Comply with EEXI & CII in the Upcoming Years

Maritime transport emits around 940 million tonnes of CO₂ annually and is responsible for about 2.5% of global greenhouse gas (GHG) emissions (3^rd IMO GHG study). According to projections, these emissions will increase significantly if the industry stays unchanged. Hence, the IMO approved a Greenhouse Gas strategy in 2018 which is aiming for the reduction of carbon intensity by 40% until the end of 2030 and by 50% until the end of 2050.

In this regard, IMO will enforce the combination of different technical and operational measures by 2023.

What do we have so far?

Energy Efficiency Design Index for New Ships

During the MEPC 62 (July 2011), IMO adopted the Energy efficiency design index for new ships (EEDI). This measure establishes an energy efficiency identity of all the new-built ships since 2013.
IMO is utilizing a specific formula that estimates the CO2 output per tone-mile. The formula incorporates aspects of the hull, engine, and propeller.

Ship Energy Efficiency Management Plan

Along with EEDI, IMO introduced the Ship energy efficiency management plan (SEMMP). It is the complementary measure that establishes a mechanism to improve the energy efficiency of a ship in a cost-effective manner. Hence, SEEMP includes the enhancement of the ship’s efficiency as mentioned before, the reduction of fuel consumption, and the decrease of GHG emissions from the ship. The four main steps for SEEMP implementation are; Planning-Implementation-Monitoring-Self Evaluation and Improvement.

What to expect in 2023?

Energy Efficiency Design Index for Existing Ships

Similar to EEDI, the Energy efficiency design index for existing ships (EEXI) is the latest technical measure. It indicates the energy efficiency/emissions performance of the ship and applies to all vessels above 400GT that fall under MARPOL Annex VI.
Even though complying with the EEXI is not a hard task, there are several actions to take. So, don’t waste time!

Carbon Intensity Index

The operational measure accompanying EEXI is the Carbon Intensity Index (CII), which measures the transport efficiency of vessels. To clarify, it will be applicable to all cargo, RoPax, and cruise ships above 5,000 GT. Moreover, the estimation of this index incorporates the annual ship’s fuel consumption, the distance traveled, and the capacity. Hence, CII results in emitted CO2 per cargo carrying capacity for the annual traveled distance.
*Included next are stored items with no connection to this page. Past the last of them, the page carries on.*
Issue #86490, opened 2023-12-24
Add Direct3D 12 support to official Windows binaries


oscarbg:
### Tested versions

reproducible in Godot_v4.3-dev1_win64

### System information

Based on the result, the vessel will have a rating between A-E.
Ships in category E will have to take more or less immediate measures while ships in category D to improve within 3 years.
Thus, the non-compliant vessels must develop a “Plan of Corrective Actions”, which they should include in the SEEMP.

Even if EEXI/EEDI is met, CII ratings may not be satisfactory.

Calculation of EEXI, CII & Challenges

-EEXI

Is EEXI calculation easy and applicable for all vessels?

The truth is no! EEXI regulation concerns existing ships and issues are arising when collecting the required data. Moreover, each ship type has different factors to consider (the strictest requirements for bulk carriers for example).

For the calculation of EEXI, it is necessary to determine the reference speed (Vref) at a certain draft of the vessel.

On the contrary, it is unlikely that many existing vessels subject to the EEXI, have compliant model tests or sea trials at the required draft. In that case, the guidelines offer the option to calculate Vref using an approximate formula. But, this approximation will result in a slower speed than the vessel could achieve.

Owners can improve the EEXI rating by determining the Vref from model tests. However, building a new model to scale and conducting towing tank tests is unreasonably expensive and time-consuming.

Alternatively, Computational Fluid Dynamics (CFD), is faster, cheaper, and provides results at the same level of reliability to model tests. Additionally, it assesses accurately the impact of additional energy efficiency technologies on the Vref.

So, what if the EEXI calculation does not meet the requirements?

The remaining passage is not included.